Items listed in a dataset
Issue #1795, opened 2023-03-10
[feature] Enable Go Builder to create GitHub Release as a prerelease


suzuki-shunsuke:
**Is your feature request related to a problem? Please describe.**

Currently, Go Builder (builder_go_slsa3.yml) doesn't support creating GitHub Release as a prerelease.
When we publish a prerelease, we have to create GitHub Release once and change it as a prerelease.
It's undesirable.

**Describe the solution you'd like**

Add an input `prerelease` to Reusable workflow to support creating GitHub Release as a prerelase.
If this input is true, GitHub Release is created as a prerelease.
This input is false by default, so the default behaviour isn't changed.

**Describe alternatives you've considered**

I have no idea.

BTW, [GoReleaser supports `auto`](https://goreleaser.com/customization/release/#github).

```yaml
  # If set to auto, will mark the release as not ready for production
  # in case there is an indicator for this in the tag e.g. v1.0.0-rc1
  # If set to true, will mark the release as not ready for production.
  # Default is false.
  prerelease: auto
```

This feature is useful. But Go Builder uses [softprops/action-gh-release](https://github.com/softprops/action-gh-release) and this action supports only boolean. So it is difficult to support `auto`.
If we consider supporting `auto` in future, the type of `prerelease` should be `string` rather than `boolean` to keep the compatibility.

**Additional context**

asraa:
Completed in the PR above, thanks!

asraa:
Reopen to track 

- [ ] add 1 e2e test
- [ ] Update the documentation
- [ ] Add a changelog entry

asraa:
Test successful at https://github.com/slsa-framework/example-package/releases/tag/v34.0.1 !

PR #1796, opened 2023-03-10
feat: enable Go Builder to create GitHub Release as a prerelease

suzuki-shunsuke:
- https://github.com/slsa-framework/slsa-github-generator/issues/1795

Add an input `prerelease` to Reusable Workflow `builder_go_slsa3.yml`. If this input is true, GitHub Release is created as a prerelease.


.github/workflows/builder_go_slsa3.yml
```diff
@@ -365,6 +371,7 @@ jobs:
         uses: softprops/action-gh-release@de2c0eb89ae2a093876385947365aca7b0e5f844 # v0.1.15
         if: inputs.upload-tag-name != ''
         with:
+          prerelease: ${{ inputs.prerelease }}
```
laurentsimon, line 374: is this one necessary? If the user provides the tag-name, does it mean they already created the release so we need not do anything?

I'm not familiar enough with `softprops/action-gh-release`, I think.

laurentsimon (commented):
Thanks

@ianlewis @asraa we're ok with the name? `prerelease` or `pre-release`?

We'll need to add e2e tests and update the documentation, created https://github.com/slsa-framework/slsa-github-generator/issues/1801 for tracking

We may want a similar feature for generators, but let's wait until someone asks?

haydentherapper:
Yes, though we worked around it: https://github.com/sigstore/timestamp-authority/blob/main/.github/workflows/release.yaml#L59-L87

suzuki-shunsuke:
> we're ok with the name? prerelease or pre-release?

I think `prerelease` is better because `prerelease` is used in several places.

- GitHub API: https://docs.github.com/ja/rest/releases/releases?apiVersion=2022-11-28#create-a-release
- `softprops/action-gh-release`: https://github.com/softprops/action-gh-release#inputs
- GoReleaser: https://goreleaser.com/customization/release/#github

.github/workflows/builder_go_slsa3.yml
suzuki-shunsuke: Fixed. 142ad30dc70bfe8dea2628686c55c081ff7b7817

I don't have a strong opinion about this because I usually don't set `upload-tag-name`.

ianlewis:
> > we're ok with the name? prerelease or pre-release?
> 
> I think `prerelease` is better because `prerelease` is used in several places.
> 
> * GitHub API: https://docs.github.com/ja/rest/releases/releases?apiVersion=2022-11-28#create-a-release
> * `softprops/action-gh-release`: https://github.com/softprops/action-gh-release#inputs
> * GoReleaser: https://goreleaser.com/customization/release/#github

It's "Pre-release" in the UI but `prerelease` is fine if we're being consistent with other actions.

ianlewis (approved):

asraa (approved):

Issue #1678, opened 2025-06-26
When "failed to decode region range key" error happens, region ranges should be logged


ekexium:
When "failed to decode region range key" error happens, region ranges should be logged. Currently only the key was logged, it is hard to find the erroneous region range keys.

gilbi123:
Hi! I’d like to work on this issue if it’s still open.

PR #1685, opened 2025-06-27
Log region ranges on "failed to decode region range key" error (#1678)

gilbi123:
This PR improves the error logging when the "failed to decode region range key" error occurs.
Previously, the error message lacked details about the region ranges involved, which made debugging difficult.

Now, when the decoding error happens, the relevant region key ranges (startKey and endKey) are logged in the error message, providing better context to understand and diagnose the issue.

Changes:

    Enhanced error messages in region cache functions to include region key ranges.

    Added detailed logging of region start and end keys when decode errors happen.

This addresses issue #1678.


ekexium:
Hi, remember to sign off your all commits, and remove unrelated files please.

ekexium:
How about adding key details in errors returned from `decodeBytes` so that callers don't have to worry much about logging?

PR #1696, opened 2025-07-03
region cache: add options for batch loading region cache

you06:
Add options for batch loading region cache. This PR doesn't change the function usecase and keeps compatibility.


zyguan (approved):

you06:
We don't want to make the user interface too complex. A new fix is #1698.

PR #1697, opened 2025-07-04
region_cache: fix refreshFullStoreList to avoid data race

guo-shaoge:


ekexium:
Current approach always discards other info that are not set in this method, is it safe or appropriate? How about protecting the settings of the fields with the store's mutex?

internal/locate/region_cache.go
```diff
@@ -782,14 +782,14 @@ func refreshFullStoreList(ctx context.Context, stores storeCache) {
 		if addr == "" {
 			continue
 		}
-		s := stores.getOrInsertDefault(store.GetId())
-		// TODO: maybe refactor this, together with other places initializing Store
+		s := newUninitializedStore(store.GetId())
```
zyguan: It resets `healthStatus`, @MyonKeminta PTAL.

PR #1699, opened 2025-07-07
pd client: add valid function for pd client config

lhy1024:


config/config.go
```diff
@@ -124,6 +124,14 @@ func DefaultPDClient() PDClient {
 	}
 }
 
+// Valid returns true if the configuration is valid.
+func (p *PDClient) Valid() error {
```
bufferflies, line 128: where is it used？

lhy1024: It will be used in TIDB to check whether this config is valid.

rleungx (approved):

gengliqi (approved):

PR #1686, opened 2025-06-30
region_cache: add ForceRefreshAllStores function

guo-shaoge:
related tidb pr: https://github.com/pingcap/tidb/pull/62085

PR #1700, opened 2025-07-07
client: split large files and rename unclear fields

zimulala:
This refactor focuses on improving the readability and structural clarity of the internal/client/client.go and client_batch.go files. Key changes include:

* Splitting large files and isolating batch-related logic into more focused structures.
  * Moved `batchConn` from` internal/client/client_batch.go` to `internal/client/conn_batch.go`
  * Moved `connArray` from `internal/client/client.go` to `internal/client/conn_pool.go`
  * Moved `monitoredConn` and connMonitor from internal/client/client.go` to `internal/client/conn_monitor.go`
* Renaming unclear struct fields, such as `connArray.v` → `conns`, and `RPCClient.conns` → `connPools`, for better semantic clarity.

  截屏2025-07-08 13 21 40


internal/client/conn_batch.go
```diff
@@ -0,0 +1,339 @@
...
+)
+
+type batchConn struct {
+	// An atomic flag indicates whether the batch is idle or not.
+	// 0 for busy, others for idle.
+	idle uint32
+
+	// batchCommandsCh used for batch commands.
+	batchCommandsCh        chan *batchCommandsEntry
+	batchCommandsConns     []*batchCommandsClient
```
MyonKeminta: This looks not proper to be renamed `...Conns`. It's not a real connection, and the word *client* comes from the naming of goproto. It's the client of the stream established by calling gRPC stream API.

MyonKeminta (commented):
I'm ok to the changes, but I think maybe we need @zyguan to give a convincing opinion about whether the refactor is proper

internal/client/conn_batch.go
zimulala: I think this `batchConn` is not particularly reasonable; it is embedded. I just want to say, with the `conns` field analogy, and then change `batchCommandsClients` to `batchCommandsConns`. Mostly, I didn't figure out what would be better to change `batchConn` to.
Let me just change the `batchCommandsClients` back.

internal/client/client.go
```diff
@@ -592,7 +292,7 @@ func (c *RPCClient) recycleIdleConnArray() {
 	var addrs []string
 	var vers []uint64
 	c.RLock()
-	for _, conn := range c.conns {
+	for _, conn := range c.connPools {
```
zyguan:
```suggestion
	for _, pool := range c.connPools {
```

internal/locate/region_cache.go
```diff
@@ -756,11 +756,6 @@ func NewRegionCache(pdClient pd.Client, opt ...RegionCacheOpt) *RegionCache {
 	return c
 }
 
-// ForceRefreshAllStores get all stores from PD and refresh store cache.
-func (c *RegionCache) ForceRefreshAllStores(ctx context.Context) {
```
zyguan, line 760: Is #1686 deprecated?

zimulala: Yes. @guo-shaoge added it. Recently, he found that it was not used, so he hoped that I could help delete it.

zimulala:
PTAL @zyguan

zyguan (approved):

PR #1712, opened 2025-07-10
region cache: limit key ranges sent to PD in one `BatchScanRegions` gRPC

### LINKED ISSUE #1704: The size of BatchScanRegionsRequest might exceed the default MaxRequestBytes
The size of BatchScanRegionsRequest might exceed the default MaxRequestBytes (150MiB) when there are a lot of key ranges waiting for scan. The related messages are shown as the following.
```
grpc:received message larger than max(297800997 vs 157810688)
pdrpc backoffer.maxsleep 20000ms is exceeded,errors:batchScanRegion from PD failed,range num:1059860,limit:128
```

you06:
close #1704

In some user scenario, millions of key ranges can be passed in one `BatchLocateKeyRanges` call, if we sent such number of key ranges to PD in one RPC, it can either exceeds the gRPC size limit or cause performance issues. Because we limit the number of response regions in one gRPC call, it's meaningless sending too many ranges.

This PR limit the number of key ranges to 16 times of region batch size to avoid unexpected error or network traffic/CPU waste.


internal/locate/region_cache.go
```diff
@@ -1350,7 +1350,16 @@ func (c *RegionCache) BatchLocateKeyRanges(bo *retry.Backoffer, keyRanges []kv.K
...
+		// If we send too many ranges to PD, it may exceed the size of grpc limitation or cause a timeout error.
+		// So we limit the number of ranges per batch to avoid this issue.
+		maxRangesPerBatch := 16 * defaultRegionsPerBatch
+		var toBeSentRanges []router.KeyRange
+		if len(uncachedRanges) > maxRangesPerBatch {
+			toBeSentRanges = uncachedRanges[:maxRangesPerBatch]
+		} else {
+			toBeSentRanges = uncachedRanges
+		}
+		regions, err := c.BatchLoadRegionsWithKeyRanges(bo, toBeSentRanges, defaultRegionsPerBatch, opts...)
```
MyonKeminta, line 1362: What will happen if existing invocation to `BatchLocateKeyRanges` is truncated? Will it call this again when processing the remaining ranges?
(If not, how about passing the limit by the `opts` parameter?)

you06: The regions won't be truncated by limit of the ranges in one RPC call.
This function returns after all the ranges are drained.

MyonKeminta: Ah, got it. I missed the outer `for`.

MyonKeminta (approved):

zyguan (approved):

PR #1717, opened 2025-07-17
metrcis: add replica read traffic metrics

you06:
ref pingcap/tidb#62740

Add some traffic metrics to monitor the effect of replica read, this helps user to make decision of the variable.

The metrics example:

image

### DIFF
--- a/internal/locate/metrics_collector.go
+++ b/internal/locate/metrics_collector.go
@@ -17,6 +17,7 @@ package locate
 import (
 	"sync/atomic"
 
+	"github.com/prometheus/client_golang/prometheus"
 	"github.com/tikv/client-go/v2/kv"
 	"github.com/tikv/client-go/v2/metrics"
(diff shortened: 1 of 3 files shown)


internal/locate/metrics_collector.go
```diff
@@ -89,6 +92,29 @@ func (s *networkCollector) onResp(req *tikvrpc.Request, resp *tikvrpc.Response,
 	if s.staleRead {
 		s.onRespStaleRead(float64(size), isCrossZoneTraffic)
 	}
+
+	// replica read metrics
+	if isReadReq(req.Type) {
```
cfzjywxk, line 97: Is `retrying` request caused by region errors included in this counting?

you06: Yes, both region error req/resp and the retry req/resp will be counted.

cfzjywxk (approved):

PR #1720, opened 2025-07-22
Adjustment for complete support of keyspace level GC

MyonKeminta:
* Add some exported utility functions for getting lists of key prefixes for different codec. This makes users of client-go have the ability to distinguish different key ranges. Currently, this helps in implementing the GC worker for correctly running GC for the null keyspace, as it needs to exclude keyspaces running keyspace level GC.
* Set end key properly when sending the ScanLock request. In multi-keyspace environment (next gen), this avoids ScanLock return locks that does not belong to the current keyspace (though it should not be possible as data in different keyspaces should be split in different regions), and also helps tests.


cfzjywxk (approved):

internal/apicodec/codec.go
```diff
@@ -29,6 +29,25 @@ const (
 	NullspaceID = KeyspaceID(constants.NullKeyspaceID)
 )
 
+// CodecV2Prefixes returns a sorted list of prefixes that will be used by Codec V2.
+func CodecV2Prefixes() [][]byte {
+	result := [][]byte{
```
ekexium, line 34: Nitpick: it can be a global constant to avoid allocation every time

ekexium (approved):

ekexium (approved):

PR #1727, opened 2025-07-24
Make the txn safe point polling support falling back to old version of PD

MyonKeminta:


tikv/compatible_txn_safe_point_loader.go
```diff
@@ -0,0 +1,136 @@
...
+		endpoints: etcdEndpoints,
+		tlsConfig: tlsConfig,
+		codec:     codec,
+	}
+}
+
+func (l *compatibleTxnSafePointLoader) getEtcdCli() (*clientv3.Client, error) {
+	l.mu.Lock()
+	defer l.mu.Unlock()
+	cli := l.etcdCli.Load()
```
tiancaiamao, line 55: This is under the protect of mutex, we can just use `cli := l.etcdCli` and `l.etcdCli = cli` ?

tiancaiamao (approved):

tikv/compatible_txn_safe_point_loader.go
MyonKeminta: The first attempt to load it is in `loadTxnSafePoint` and is not protected by the mutex. In this case read outside the mutex can be parallel with the write in the mutex. It's still unsafe without memory barrier.

tikv/kv.go
```diff
@@ -165,16 +171,35 @@ func (s *KVStore) Go(f func()) error {
...
 	s.gcStateCacheMu.Lock()
 	defer s.gcStateCacheMu.Unlock()
 
 	s.gcStateCacheMu.lastCacheTime = now
 	s.gcStateCacheMu.cachedTxnSafePoint = txnSafePoint
 }
 
+func (s *KVStore) loadTxnSafePoint(ctx context.Context) (uint64, error) {
+	if s.gcStatesAPIUnavailable.Load() {
+		logutil.Logger(ctx).Warn("GC states API is not available, which is possibly caused by cluster version < 9.0. Txn safe point updating will be fallen back to direct etcd reading.")
```
cfzjywxk: Would this introduce a lot of logs if is called much times by the tools?

tikv/compatible_txn_safe_point_loader.go
```diff
@@ -0,0 +1,136 @@
...
+	if err != nil {
+		return 0, errors.WithStack(err)
+	}
+	if len(resp.Kvs) == 0 {
+		return 0, nil
+	}
+
+	str := string(resp.Kvs[0].Value)
+	if len(str) == 0 {
+		return 0, nil
```
cfzjywxk, line 124: Is this expected result without error?

MyonKeminta: Yes. Empty value is always not distinguished with not existing, and the not-existing case exists when txn safe point has never been written at the early time after cluster creation.
The same behavior also exist in `EtcdSafePointKV` and PD server internal.

tikv/kv.go
MyonKeminta: 🤔
How about changing it to Debug level and only print the warning once?

cfzjywxk: Do we have metrics or clues to verify the requests coming from new or fallback old API? Or do we need such diagnosing information? If we just print the warn log one time.

MyonKeminta: I'll try to add a metric

cfzjywxk (approved):

you06 (approved):

PR #1731, opened 2025-08-14
feat: check max_execution_time for pessimistic lock requests

ekexium:
ref pingcap/tidb#62960

Check `max_execution_time` for pessimistic lock requests.
The integration test will be in the TiDB PR.


txnkv/transaction/pessimistic.go
```diff
@@ -58,6 +58,47 @@ import (
...
+	return nil
+}
+
+// calculateEffectiveWaitTime calculates the effective timeout considering both lockWaitTime and max_execution_time.
+// Returns the minimum timeout that should be applied, or kv.LockAlwaysWait if no timeout constraints apply.
+func calculateEffectiveWaitTime(lockCtx *kv.LockCtx, lockWaitTime int64, lockWaitStartTime time.Time, now time.Time) int64 {
+	effectiveTimeout := lockWaitTime
+
+	// Consider lockWaitTime if set
+	if lockWaitTime > 0 && lockWaitTime != kv.LockAlwaysWait {
```
MyonKeminta, line 84: Should `lockWaitTime == LockNoWait` or `lockWaitTime <= 0` be checked first and return LockNoWait for that case?

txnkv/transaction/pessimistic.go
```diff
@@ -58,6 +58,47 @@ import (
 	"go.uber.org/zap"
 )
 
+// MaxExecTimeExceededSignal represents the signal value for max_execution_time exceeded errors.
+// This must match the value of MaxExecTimeExceeded in TiDB's sqlkiller package.
+const MaxExecTimeExceededSignal uint32 = 2
```
MyonKeminta, line 63: Should we consider put definitions of the signals together?

ekexium: I hope to. But these signals are defined inside TiDB. Do you have any good idea how to do this? 
One way is to have individual error types for each signal and translate them when propogating back to TiDB.

txnkv/transaction/pessimistic.go
ekexium: Done

txnkv/transaction/pessimistic.go
```diff
@@ -365,6 +407,11 @@ func (action actionPessimisticLock) handlePessimisticLockResponseNormalMode(
 	// If msBeforeTxnExpired is not zero, it means there are still locks blocking us acquiring
 	// the pessimistic lock. We should return acquire fail with nowait set or timeout error if necessary.
 	if resolveLockRes.TTL > 0 {
+		// Check max_execution_time deadline first
```
cfzjywxk, line 413: Better to have test cases to cover this path.

integration_tests/lock_test.go
```diff
@@ -1591,3 +1591,142 @@ func (s *testLockWithTiKVSuite) TestPessimisticRollbackWithRead() {
...
+
+	err = txn6.LockKeys(ctx, lockCtx6, k1)
+	s.Error(err)
+	// Should be immediate lock acquisition failure, not max execution time error
+	s.Equal(tikverr.ErrLockAcquireFailAndNoWaitSet.Error(), err.Error())
+
+	// Cleanup: Unlock k1 and test successful lock with max_execution_time
+	s.NoError(txn1.Rollback())
+
+	// Test case 6: Successful lock acquisition with max_execution_time set
```
cfzjywxk, line 1714: Is there a test case to verify after timeout the resolve lock should not be triggered?

ekexium: Good point. I missed that. Now fixed and test is added

PR #1733, opened 2025-08-14
txnkv: fix the issue that batch-get error might be ignored

zyguan:
In `asyncBatchGetByRegions`, the `err` set in async callback might be overwritten to nil by runloop execution, which leads to partial results get returned inappropriately.

### DIFF
--- a/integration_tests/split_test.go
+++ b/integration_tests/split_test.go
@@ -39,6 +39,7 @@ import (
 	"sync"
 	"testing"
 
+	"github.com/pingcap/failpoint"
 	"github.com/pingcap/kvproto/pkg/keyspacepb"
 	"github.com/pingcap/kvproto/pkg/meta_storagepb"
 	"github.com/pingcap/kvproto/pkg/metapb"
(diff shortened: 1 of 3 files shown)


zyguan:
@cfzjywxk PTAL

txnkv/txnsnapshot/snapshot_async.go
```diff
@@ -75,8 +75,8 @@ func (s *KVSnapshot) asyncBatchGetByRegions(
 		}))
 	}
 	for completed < len(batches) {
-		_, err = runloop.Exec(bo.GetCtx())
-		if err != nil {
+		if _, e := runloop.Exec(bo.GetCtx()); e != nil {
+			err = errors.WithStack(e)
```
cfzjywxk, line 79: What if the `err` is already set to a non `nil` value in the callback? Is it still overwrittened by the `runloop.Exec` returning error?

integration_tests/split_test.go
```diff
@@ -172,6 +173,12 @@ func (s *testSplitSuite) TestBatchGetUsingAsyncAPI() {
 	s.Equal([]byte("a"), m[string([]byte{'a'})])
 	s.Equal([]byte("c"), m[string([]byte{'c'})])
 	s.NotContains(m, string([]byte{'b'}))
+
+	// inject an error on sending request.
+	failpoint.Enable("tikvclient/tikvStoreSendReqResult", `1*return("timeout")`)
```
ekexium, line 178: Should disable the failpoint after use

txnkv/txnsnapshot/snapshot_async.go
zyguan: If the `runloop.Exec` returns an error, it typically means the ctx is cancelled. So, I think it's ok to return such an error, here the semantics is "return the last error".

cfzjywxk (approved):

PR #1004, opened 2023-12-02
Prepare for stricter checking in GCC 14

jamesjer:
GCC 14 will be stricter about such things as implicit function return types, implicit conversions between pointers and integers, and mismatched pointer types.  Some warnings will become errors.  The Fedora project is preparing for these changes:
- https://fedoraproject.org/wiki/Changes/PortingToModernC
- https://fedoraproject.org/wiki/Toolchain/PortingToModernC

The lwt package fails to build with the test compiler mentioned in those links.  The main symptom is missing features due to a gcc run that ends with an error, even though the feature is present.  The cause is mostly implicit conversions between pointers and integers.  In addition, due to header streamlining, `errno.h` is no longer implicitly included in `unix_getprotoby_getservby_job.c`, so include it explicitly.

I await the results of the CI run with fear and trepidation.

### DIFF
--- a/src/unix/config/discover.ml
+++ b/src/unix/config/discover.ml
@@ -652,9 +652,8 @@ struct
 
         int main()
         {
-            struct hostent *he;
-            struct servent *se;
-            he =
+            int x;
+            x =
               gethostbyname_r(
                 (const char*)NULL,
                 (struct hostent*)NULL,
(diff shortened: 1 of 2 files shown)


raphael-proust:
Thanks for the contribution and for the detailed explanations. I don't have the bandwidth to check this in depth rn. I'll try to get to it at some point.

smorimoto:
@MisterDA Do you have any ideas?

smorimoto:
Totally fine to me!

PR #1007, opened 2024-02-02
Constify C constructors and flags tables

MisterDA:
There's little value to this considering the constructors tables are static, used very locally, but this serves nonetheless as an indication to the programmer that the tables are not to be modified. Now these tables will go in the readonly segment, where they belong.

Cf https://github.com/ocaml/ocaml/pull/12223, https://github.com/ocaml/ocaml/pull/12951.

### DIFF
--- a/src/unix/lwt_unix_stubs.c
+++ b/src/unix/lwt_unix_stubs.c
@@ -465,10 +465,11 @@ failure:
   uerror("socketpair", Nothing);
 }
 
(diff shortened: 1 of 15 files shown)


smorimoto (approved):

raphael-proust:
Had a chance to have more of a look. This looks good to me. Also thanks @smorimoto for the review and the updates. I think this is mergeable.

PR #1017, opened 2024-04-30
Add lint-doc job to CI

smorimoto:


raphael-proust:
The CI failure for the doc seems to be that `lwt_sequence` is deprecated… is there a way to exclude this module from the doc? I don't know of a way to do this.

PR #1019, opened 2024-05-09
Make Lwt_seq.of_list lazier, Lwt_seq.to_list tail recursive

samer--:
This PR makes a couple of small changes to make `Lwt_seq.to_list` and `Lwt_seq.of_list` work better with large lists.

`of_list`: current version builds a large term eagerly and can fail with a stack overflow or segmentation fault for large lists. This lazier version defers the creation of `Lwt_seq.node` terms until they are needed.

`to_list`: current version is not tail recursive and can fail with long sequences. This tail recursive version (using a difference list accumulator) seems able to handle longer sequences.

### DIFF
--- a/src/core/lwt_seq.ml
+++ b/src/core/lwt_seq.ml
@@ -283,22 +283,16 @@ let unfold_lwt f u () =
   | None -> return_nil
   | Some (x, u') -> Lwt.return (Cons (x, unfold_lwt f u'))
 
-let rec of_list = function
-  | [] -> empty
-  | h :: t -> cons h (of_list t)
+let rec of_list l () =
+  Lwt.return (match l with [] -> Nil | h :: t -> Cons (h, of_list t))
 
-let rec to_list seq =
-  seq () >>= function
-  | Nil -> Lwt.return_nil
-  | Cons (x, next) ->
-    let+ l = to_list next in
-    x :: l
-let to_list seq =
-  Lwt.apply seq () >>= function
-  | Nil -> Lwt.return_nil
-  | Cons (x, next) ->
-    let+ l = to_list next in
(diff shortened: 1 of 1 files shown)


raphael-proust:
Thanks!

I think there's one regression: if the first call to `seq` fails with an exception, then the call to `to_list` raises an exception (where it used to return a failed promise).

In practice this is probably not too big a deal because the the exception is caught if the call is on the right-on-side of a bind (or inside another closure/lambda). But for now I'd rather we keep this.

Can you add a call to `Lwt.apply` on the first call to the auxiliary function?

samer--:
> Thanks!
> 
> I think there's one regression: if the first call to `seq` fails with an exception, then the call to `to_list` raises an exception (where it used to return a failed promise).
> 
> In practice this is probably not too big a deal because the the exception is caught if the call is on the right-on-side of a bind (or inside another closure/lambda). But for now I'd rather we keep this.
> 
> Can you add a call to `Lwt.apply` on the first call to the auxiliary function?

Hi, thanks for reviewing my PR!
I did try to include a call to `Lwt.apply` when generating the first element of the sequence by using the partially applied `Lwt.apply seq` as the first argument to `aux` on line 295. Will this not have the desired effect?

raphael-proust:
> I did try […]

Ah you're right! I missed this because it's not in the same "shape" as some of the other functions where the recursive function is inlined and the first call has an extra apply.

I think it's all good to go then.

raphael-proust (approved):

raphael-proust:
Thanks for the contribution!

samer--:
> Thanks for the contribution!

Thank you for your time reviewing it and for Lwt! All the best.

▸ **Work to be completed**
Please copy every line in the entries where "regression" appears.

▸ **Task solution**
I think there's one regression: if the first call to `seq` fails with an exception, then the call to `to_list` raises an exception (where it used to return a failed promise).
> I think there's one regression: if the first call to `seq` fails with an exception, then the call to `to_list` raises an exception (where it used to return a failed promise).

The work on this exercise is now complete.